The small, dumb-bell-shaped island of Cheung Chau, or “long island”, is nearly 3 square kilometre in area and has numerous attractions for tourists.
Pak Tai Temple
The historic Taoist temple — one of the oldest in Hong Kong and also known as Yuk Hui Temple — lies to the north of the main village area.
The structure was originally built in 1783 by the island’s fishing community to honour Pak Tai or “King of the North” — their protector and patron deity.
The building includes a colourfully ornate ceramic-tiled roof with two green-and-gold dragons standing guard along the ridge.
The main square outside Pak Tai Temple hosts the Cheung Chau Jiao Festival or Cheung Chau Bun Festival.
The third national list of Intangible Cultural Heritage in 2011 features the hugely popular challenge to climb “bun towers” and claim as many buns as possible.
San Hing Street and Pak She Street
The influx of new, younger residents has given the San Hing and Pak She streets a makeover in recent years.
Tourists could explore handmade items created by local artists and trendy new cafes offering Instagrammable treats, including cold brew and homemade Earl Grey tea chiffon cakes.
There are also the red-stamped “lucky buns”, filled with different sweet pastes such as sesame, red bean or lotus seed. They are used during the island’s annual bun festival, but are also steamed and sold all year round.
North Lookout Pavilion and Pak Kok Tsui
North Lookout Pavilion is the island’s highest point where tourists can savour a panoramic view of the island’s tombolo formation — a perfect spot for Instagram enthusiasts.

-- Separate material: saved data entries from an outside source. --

PR #1341, opened 2017-08-23
Comments minor typo

f3rm4rf3r:

### DIFF
--- a/modules/tracking/src/trackerKCF.cpp
+++ b/modules/tracking/src/trackerKCF.cpp
@@ -47,7 +47,7 @@
 |---------------------------*/
 namespace cv{
    /**
-  * \brief Implementation of TrackerModel for MIL algorithm
+  * \brief Implementation of TrackerModel for KCF algorithm
   */
   class TrackerKCFModel : public TrackerModel{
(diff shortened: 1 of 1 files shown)


modules/tracking/src/trackerKCF.cpp
```diff
@@ -47,7 +47,7 @@
 |---------------------------*/
 namespace cv{
    /**
-  * \brief Implementation of TrackerModel for MIL algorithm
+  * \brief Implementation of TrackerModel for KCF algorithm
   */
   class TrackerKCFModel : public TrackerModel{
```
alalek: Similar problem is [here](https://github.com/opencv/opencv_contrib/blob/3.3.0/modules/tracking/doc/%5BTutorial%5D%20Adding%20new%20Tracker%20Method%20for%20dummies) too

sovrasov: BTW mentioned tutorial is wrong, tracking API was slightly changed.

alalek:
Lets put it in and remove outdated tutorial later.
Thank you! :+1:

On a clear day, tourists can look across at Lamma Island on one side, and Tsing Ma Bridge, connecting Lantau Island to Hong Kong’s urban areas on the other.
Hikers can head east to Pak Kok Tsui, a small peninsula with a small beach called Tung Wan Chai, which is a popular scenic spot.
Tung Wan and Kwun Yam Wan
The ‘handle’ of Cheung Chau’s dumb-bell shape is home to the ferry pier, the bustling commercial and residential area packed with alleyways of shops selling knick-knacks and locally designed accessories, cafes, bars and restaurants, and village houses.
The crescent-shaped stretch of the beach is called Tung Wan. The island’s water quality is good and people can see southern Hong Kong Island on a clear day.
At a coastal walkway below Warwick Hotel is a group of Bronze Age rock carvings — among a series discovered on sea-facing rocks on Hong Kong’s different outlying islands — a declared monument featuring stylised geometric patterns, some resembling human or monster forms.
Meanwhile, Kwun Yam Beach offers a windsurfing centre. This small, but popular beach attracts many water sport enthusiasts, including stand-up paddlers, kayakers and kite-surfers.
It is served by several beachfront bars and cafes where people can unwind as they watch the sea.
San Hing Praya Street and Pak She Praya RoadThe two areas are home to many Cantonese-style seafood restaurants, providing al fresco dining with sea views.
Diners can choose items from the menu, or even bring freshly caught seafood bought from the island’s fishmongers, and have it cooked to order.
There are also French, Thai and Indian restaurants, serving a wide range of savoury seafood delights.